A second initiative, The Loop, promotes circular economy. UCL set a target of reducing waste per person by 20% between 2019 and 2024, while aiming for an 85% recycling rate and the elimination of single-use plastics on campus. The third initiative, Wild Bloomsbury, promotes biodiversity. UCL set a target of creating 10000 m2 of biodiverse green space on campus by 2024. The Strategy for a Sustainable UCL was a finalist in the "Sustainable Institution of the Year" category at the 2022 Green Gown Awards.

UCL was ranked joint fifth globally for sustainability in the QS World University Rankings: Sustainability 2025. In the national People and Planet University League for 2023/24, it was ranked 12th (1st class).

==Organisation and administration==
===Governance===
The two main bodies in UCL's governance structure are the council and the academic board, both of which are established by the royal charter and with powers defined by the statutes. There is also a University Management Committee, which is the executive committee responsible for the day-to-day operations of the institution. This comprises the President and Provost, the vice-presidents, the vice-provosts, the pro-provost of UCL East, the deans of the faculties, the chief financial officer, chief information officer, and chief people officer, the chief of staff, the general consul, the executive director of media and marketing, and the director of media relations.

The senior leadership team at UCL includes the visitor, a position in English charity law that oversees the operation of the institution. That there shall be a visitor of the college is specified by the royal charter, as is that the position is to be held by the Master of the Rolls, the second most senior judge in England and Wales.

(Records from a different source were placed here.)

Issue #562, opened 2017-10-26
Fully working and clean Leo on PyPi.org


maphew:
## Background

PyPi is the [Python Package Index Page](https://pypi.python.org/pypi)

There has been a lengthy [discussion](https://groups.google.com/d/topic/leo-editor/yLCtg54aqEI/discussion,https://groups.google.com/d/topic/leo-editor/) of this issue on leo-editor.

Leo developers *should not use pip* because some files left behind when using pip (see #603). Instead, Leo devs should use git as always.

## Goals  

- Any Leo maintainer can update [Leo's PyPi page](https://pypi.python.org/pypi/leo) with a straightforward workflow. Expertise with setuptools or distutils expertise should not be required.
- People can install Leo with `pip install leo`.
- People may also have to install PyQt with their favorite package manager: `conda install pyqt`.

## What Matt has done

- Cherry picked the old setup.py branch into a new branch, setuppy-clean, uploaded the result to PyPi, and tested the resulting PyPi package on Windows and Linux.
- Merged the new into master with a pull request and deleted the setuppy-clean branch.
- Updated the docs and scripts in `leo/dist/leoDist.leo`.

## Current status

- Work is now being carried out in master.
- PyPi compliant wheel packages are built and install successfully on Windows (7,10) and Linux (Mint) with python 2.7 and 3.6.
- leoDist.leo contains the **package upload recipe** in the node `Matt's workflow for updating pypi`.  At present, a clone of this node appears at the top level.  The clone will remain at the top level until this issue is closed, or perhaps even longer.

@maphew  **I have removed the package upload recipe from this comment**.  I see no reason for the duplication.  It will be easy enough to restore if necessary.

## To do

- [ ] Update installation docs. **In Progress**. @maphew Please put the various documentation sections in leoDist.leo into separate nodes, with subsidiary discussions in child nodes, or even grandchild nodes.  That way devs can see the logical relationships between sections.  In general, **never** rely on markup when outline structure is available.

- [ ] Someone besides Matt runs through process from start to finish and is successful. @maphew Is further "internal" testing really necessary?  Can't we simply test the wheel after you upload it?

edreamleo:
Thanks for your help on this issue.

maphew:
As far as I'm concerned everything of value in the setup.py branch has been retrieved and it can now be deleted. Any reason not to do that now @edreamleo, @tbnorth , @vivainio ?

maphew:
[...]

PR #564, opened 2017-10-27
Setuppy clean

maphew:
see #562.

`MANIFEST.in` changes should be reviewed. They work for pypi and pip, but I don't know if NSIS installer and the like are impacted also.


edreamleo:
As I mentioned in the issue, the line `prune leo/extensions` probably should be deleted.

PR #594, opened 2017-11-26
Functionally ready for mainstream pip install

maphew:
Except for updating docs on how to use pip and the known limitations of a pip install versus git checkout and/or standard installer I believe this is ready for general use.


maphew:
going ahead with merge as there are no changes outside of setup.py and LeoDist.leo.

edreamleo:
@maphew Thanks, Matt, for all this work. All looks well in master.

maphew:
You're welcome! More than once I despaired of reaching the end as one quirk after another reached out to trip me ;-)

UCL's council comprises 20 members, of whom 11 are members external to UCL; seven are UCL academic staff, including the provost, three UCL professors and three non-professorial staff; and two are UCL students. The chair is appointed by council for a term not normally exceeding five years. The chair is ex officio chair of the honorary degrees and fellowships committee, nominations committee and remuneration and strategy committee. As of April 2023, the chair of the council is international businessman and UCL alumnus Victor Chu.

The academic board plays a role similar to the senate in other institutions. It is the senior academic body responsible for advising council on academic matters and also elects academic members to council. It is, however, a much larger body than the senates at many other universities, including all professors as well as elected representatives of other academic and non-academic staff.

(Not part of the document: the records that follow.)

PR #1660, opened 2020-09-09
Fix #1570

### LINKED ISSUE #1570: Tab pane disappears when starting with fresh .leo directory
While testing #1568, I used a blank home directory so that all the default settings and plugins are used. I discovered when I run leo that way, the tab pane disappears.

When the leo window is first drawn, I can see the outline pane on the left with the tab pane beneath it. On the right I see the body pane. But then the tab pane disappears. After that the Leo Tips dialog box appears.

Steps to reproduce on linux:
1. mkdir -p ~/tmp/blank
2. HOME=~/tmp/blank python launchLeo.py

```
Leo 6.3-devel, devel branch, build 8390038749
2020-04-11 17:34:16 +0200
Python 3.7.5, PyQt version 5.13.0
linux
```

I used `git bisect` and found 307a4a9432 "Completed #1514 by setting @string initial-split-orientation = horizontal as the default" to be the first bad commit.

edreamleo:
The fix was as indicated in #1570.

### DIFF
--- a/leo/core/leoApp.py
+++ b/leo/core/leoApp.py
@@ -3432,8 +3432,10 @@ class LoadManager:
         frame.setInitialWindowGeometry()
         frame.deiconify()
         frame.lift()
+        # #1570: Recalculate the ratios.
+        junk, frame.ratio, frame.secondary_ratio = frame.initialRatios()
+        # Resize the _new_ frame.
         frame.resizePanesToRatio(frame.ratio, frame.secondary_ratio)
-            # Resize the _new_ frame.
         if not g.os_path_exists(fn):
             p = c.rootPosition()
             # Create an empty @edit node unless fn is an .leo file.
--- a/leo/core/leoApp.py
+++ b/leo/core/leoApp.py
@@ -3432,10 +3432,9 @@ class LoadManager:
         frame.setInitialWindowGeometry()
         frame.deiconify()
         frame.lift()
-        # #1570: Recalculate the ratios.
-        junk, frame.ratio, frame.secondary_ratio = frame.initialRatios()
-        # Resize the _new_ frame.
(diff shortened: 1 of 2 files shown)


btheado:
Leo crashes for me with this code when I try the procedure I reported in the original issue #1570

```
  $ HOME=~/tmp/blank python launchLeo.py
  
  setting leoID from os.getenv('USER'): 'btheado'
  Leo 6.3-devel, bug-1570 branch, build e0952aaaa2
  2020-09-09 17:01:29 -0500
  Can not create empty workbook
  
    File "..../src/leo-editor/leo/core/leoApp.py", line 2632, in doPostPluginsInit
      c1 = lm.openEmptyWorkBook()
  
    File "..../src/leo-editor/leo/core/leoApp.py", line 2675, in openEmptyWorkBook
      c = lm.loadLocalFile(fn, gui=g.app.gui, old_c=None)
  
    File "..../src/leo-editor/leo/core/leoApp.py", line 3322, in loadLocalFile
      c = lm.openFileByName(fn, gui, old_c, previousSettings)
  
    File "..../src/leo-editor/leo/core/leoApp.py", line 3367, in openFileByName
      lm.initWrapperLeoFile(c, fn)
  
    File "..../src/leo-editor/leo/core/leoApp.py", line 3436, in initWrapperLeoFile
      junk, frame.ratio, frame.secondary_ratio = frame.initialRatios()
  
  AttributeError: can't set attribute
```

edreamleo:
The message "AttributeError: can't set attribute" is one of Python's most confusing. What it means in this case is that frame.ratio and frame.secondary_ratio are read-only *properties*.

edreamleo:
Brian indicates that the new code works for him.

PR #1666, opened 2020-09-13
New files use layout of the first-loaded .leo file

### LINKED ISSUE #1665: New files should use the layout of the first loaded .leo file
Leo will no longer use a global "empty" key in the cache to access new files.

This change affects *only* app.saveWindowState and app.restoreWindowState.

*Note*: g.app.save/restoreGlobalWindowState methods no longer exist.

edreamleo:
Fixes #1665.


edreamleo:
I am going to close this. #1666 is moot now that Leo will not use Qt docks.

PR #1673, opened 2020-09-15
Remove all dock-related code from Leo

edreamleo:
See #1673.

I am considering merging this PR into devel in about a week.

There is little risk: `git checkout 96f2826` will restore the legacy code.


tbnorth (approved):
Hi :)  Not sure what you're asking me to review, the changes or the idea of removing dock support from Leo.  I have no attachment to the code being removed, and I'm not using or contributing to Leo so I don't think I have any basis to judge whether or not removal makes sense. I had enough trouble getting a proof of concept docking UI going to understand how it could be more trouble than it was worth.  So I approve :-}

PR #1676, opened 2020-09-16
Removed support for docks.

tbpassin:
Docks code is commented out, not removed.  It will be removed after the final decision on no-docks.


edreamleo:
@tbpassin Good catch. I have updated the no-docks branch by hand.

UCL's principal academic and administrative officer is the President and Provost, who is also UCL's designated accountable officer for reporting to the Office for Students on behalf of UCL. The provost is appointed by Council after consultation with the academic board, and is ex officio a member of council and chair of the academic board. Michael Spence has been president and provost since January 2021, when he succeeded Michael Arthur.

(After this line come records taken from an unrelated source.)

PR #1680, opened 2020-09-18
No docks

tbpassin:
Remove commented out code for docks.  Still at v3.0rc2.

### DIFF
--- a/leo/doc/LeoDocs.leo
+++ b/leo/doc/LeoDocs.leo
@@ -624,7 +624,6 @@
 </v>
 <v t="ekr.20050830115714.26"><vh>Customizing Leo</vh>
 <v t="ekr.20050830115714.29"><vh>How can I add support for a new language?</vh></v>
-<v t="ekr.20200227061507.1"><vh>How can I arrange Qt docks?</vh></v>
 <v t="ekr.20141108064630.18"><vh>How can I create a pane for matplotlib charts?</vh></v>
 <v t="ekr.20190731085747.1"><vh>How can I customize settings for a particular external file?</vh></v>
 <v t="ekr.20060915112109"><vh>How can I enable and disable support for psyco?</vh></v>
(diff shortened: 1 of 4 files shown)


tbpassin:
I think that was an unintended mistake on my part.  I must have accidentally merged into upstream-no-docks instead of origin-no-docks.  I apologise for that.  

In your version, would you please update the version number to 3.0rc2?  It's in the "About" section of the VR3 docstr.

What is the "Easter Egg interface"?

tbpassin:
Edward, I have a bone to pick with you.  You made a large number of changes to my code without discussing it with me. Some of them were cosmetic - e.g., changing the order of constant declarations - but some of them were functional.  The first example I found is this:
```
# my code
asciidoctor_exec = find_exe('asciidoc') or None

# your change (similar changes to two other lines):
asciidoctor_exec = shutil.which('asciidoctor')
```
My code uses a function ``find_exe()`` which I wrote and you removed.  But your code **will not** always find executables which mine will.  I actually wrote it because some of these external imports weren't being found with your version.

I'm happy with using PRs, but **please** it's important (and respectful) to ask for some discussion before making more than a few obvious tweaks to some non-functional change.

Now I'm going to have to go through hundreds of your changes to try to see which other ones might have affected functionality.  Also, I would have appreciated some explanation of your "Easter Egg interface" changes, which I don't know anything about.  It's not that I don't appreciate changes based on your deep knowledge of certain Leo functionality, but you might not appreciate some VR3 knowledge that I have gained the hard way, like ``find_exe()``.

Even in the non-functional case of the order of constant declarations, some of that order was just historical topsy-turvy growth, but some reflects grouping that makes it easier for me to work with, unlike the strictly alphabetical order you imposed.  We could discuss it, and I may have in the end agreed with you, who knows?

edreamleo:
On Fri, Sep 18, 2020 at 10:09 AM tbpassin <notifications@github.com> wrote:

> Edward, I have a bone to pick with you. You made a large number of changes
> to my code without discussing it with me.
>

My apologies. I don't remember making the changes, but that's not an excuse.

Edward

tbpassin:
I have just checked out the current no-docks branch, and I find that VR3 open in a floating window, is not closing when I issue the ``toggle`` command, and it is positioned at the top of the screen with the close and move controls inaccessible so I can't close it or get it out of the way.

I would like to have it open in the right-hand Leo pane as it used to do, and be able to close it when it's opened in a floating window.

edreamleo:
On Fri, Sep 18, 2020 at 9:27 AM tbpassin <notifications@github.com> wrote:

> I think that was an unintended mistake on my part. I must have
> accidentally merged into upstream-no-docks instead of origin-no-docks. I
> apologise for that.
>
In your version, would you please update the version number to 3.0rc2? It's
> in the "About" section of the VR3 docstr.
>
My copy of VR3 in the no-docks branch already has the version as 3.0rc2.
That code should be the same as your code. The only change I made to the
no-dock code in the VR3 plugins was the ViewRenderedProvider3 class.

> What is the "Easter Egg interface"?
>
When you right-click a Leo splitter you get a popup. That's the Easter Egg.
The new ViewRenderedProvider3 code improves this interface when the user
selects the "Open window" menu.

Edward

edreamleo:
@tbpassin Everything works as it should for me. Maybe we are out of sync somehow?

Does temporary moving .leo/db so it isn't the cache help?

tbpassin:
I found a clumsy way to close the floating window. On Windows, hold <ALT> and press TAB.  Keep the <ALT> key down.  You get a display of all your windows.  You can mouse over the floating VR3 window and click the "X" box that appears.  This closes the window.  However, the next time I open VR3, it appears up at the top again, with the title bar and close box out of reach above the top of the screen.

I also saw these error messages on the terminal -
```
NO _leo_viewrendered3
Wrong pane count at level 0, count:2, sizes:3
```

tbpassin:
I found out why the VR3 floating window wasn't closing.  I have the close command linked to the <ALT-0> key.  When the floating window opens, it gets the focus.  When it has focus, it's not passing key events to Leo/VR3.  After you click back in Leo, then the hot key receives the command and VR3 closes.

I don't know how to pass key events from the QT pane back to Leo, but that would apparently be a good thing to do.

And I still want the VR3 pane to open inside Leo by default, not in a floating window.

edreamleo:
@tbpassin It's probably an issue with the session machinery. That's why I suggested clearing the cache.

edreamleo:
@tbpassin I think you meant, press and hold the *alt* key.

edreamleo:
@tbpassin I thought I had vague recollection of shutil.which change, but on another look it doesn't at all seem like something I would have wanted to do.

In future, I'll be sure to create a separate PR for any change to VR3, regardless of the branch involved.

An upcoming change: g.os_path_expandExpression has been deprecated in favor of c.expand_path_expression. This will be a separate PR, affecting all the VR plugins.

tbpassin:
" I think you meant, press and hold the alt key."

Yes, that's what I meant.  Thanks.

tbpassin:
"Does temporary moving .leo/db so it isn't the cache help?"

When I removed .leo/db, the first time I opened VR3, it opened inside Leo as expected.  After I closed it, then each time I opened it again, it opened as a floating window and gave me the error messages

```
NO _leo_viewrendered3
Wrong pane count at level 0, count:2, sizes:3
```

Actually, I only get the ``Wrong pane count`` message the first time it opens as a floating window.  After that I only see the ``NO _leo_viewrendered3`` message.

edreamleo:
@tbpassin Thanks for this report. "No _leo_viewrendered"  indicates that my changes to the provider class aren't right.

This should be a separate issue, with a separate PR.

tbpassin:
"An upcoming change: g.os_path_expandExpression has been deprecated in favor of c.expand_path_expression. This will be a separate PR, affecting all the VR plugins."

Which branch is this in?  The old method will stay around, won't it?  Why is this change being made?

edreamleo:
@tbpassin The deprecation message exists in devel. Possibly even master.

The change was made to simplify the api. The changed code would be in the get_fn function in all VR plugins.

Replace `g.os_path_expandExpression(fn, c=c)` by `c.expand_path_expression(fn)`.

The new code is better: the global function makes no sense without the 'c' kwarg.

tbpassin:
It looks like I have my no-docks branch up-to-date, and that the current commit has your ns_provider and my find_exe, and my grouping of constant declarations. Thank you.  I will make the change to  os_path_expandExpression as you recommend and do a new PR for that,  Then we should be done. pending your getting the splitter/floating pane thing worked out.

tbpassin:
I got fooled by git extensions again and merged the wrong way from my no-docks repo to Leo's.  I undid this action, but it seems to have left a trace in the history.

Vice-provosts are appointed by council on the recommendation of the provost or the academic board, to assist and advise the provost as required. The vice-provosts are members of the provost's senior management team. There are four vice-provosts (for education and student experience; health; research, innovation and global engagement; and faculties). There are also four vice-presidents, who are also members of the senior management team but whose role and manner of appointment is not specified in the statutes, for strategy, external engagement, advancement and operations.

The deans of UCL's faculties are appointed by the council and are members of the provost's senior management team. The deans' principal duties include advising the provost and vice-provosts on academic strategy, staffing matters and resources for academic departments within their faculty; overseeing curricula and programme management at faculty level; liaising with faculty tutors on undergraduate admissions and student academic matters; overseeing examination matters at faculty level; and co-ordinating faculty views on matters relating to education and information support.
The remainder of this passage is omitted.